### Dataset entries
PR #152, opened 2018-03-05
video: drop unnecessary _video_preinit()

vcaputo:
The video struct is static, so it's already zeroed.

The size of the allocated arrays is known at compile time, so
it's unnecessary to allocate them at runtime.

The whole preinit is in a guard to prevent occurring multiple times,
so this simplification seems obviously safe.

### DIFF
--- a/schism/video.c
+++ b/schism/video.c
@@ -202,9 +202,9 @@ struct video_cf {
 	SDL_Surface * surface;
 	SDL_Overlay * overlay;
 	/* to convert 32-bit color to 24-bit color */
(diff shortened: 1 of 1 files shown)


vcaputo:
I'm poking at SDL2 porting.  schism/video.c is a hot mess so in the mean time I'll probably be posting a number of cleanup PRs for this listing which should result in a much simpler and easier to review SDL2 port PR should that materialize.

jangler:
Thank you for making this code base incrementally more sane.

### Task goal
Output all records verbatim.

### Answer section
PR #152, opened 2018-03-05
video: drop unnecessary _video_preinit()

vcaputo:
The video struct is static, so it's already zeroed.

The size of the allocated arrays is known at compile time, so
it's unnecessary to allocate them at runtime.

The whole preinit is in a guard to prevent occurring multiple times,
so this simplification seems obviously safe.

### DIFF
--- a/schism/video.c
+++ b/schism/video.c
@@ -202,9 +202,9 @@ struct video_cf {
 	SDL_Surface * surface;
 	SDL_Overlay * overlay;
 	/* to convert 32-bit color to 24-bit color */
(diff shortened: 1 of 1 files shown)


vcaputo:
I'm poking at SDL2 porting.  schism/video.c is a hot mess so in the mean time I'll probably be posting a number of cleanup PRs for this listing which should result in a much simpler and easier to review SDL2 port PR should that materialize.

jangler:
Thank you for making this code base incrementally more sane.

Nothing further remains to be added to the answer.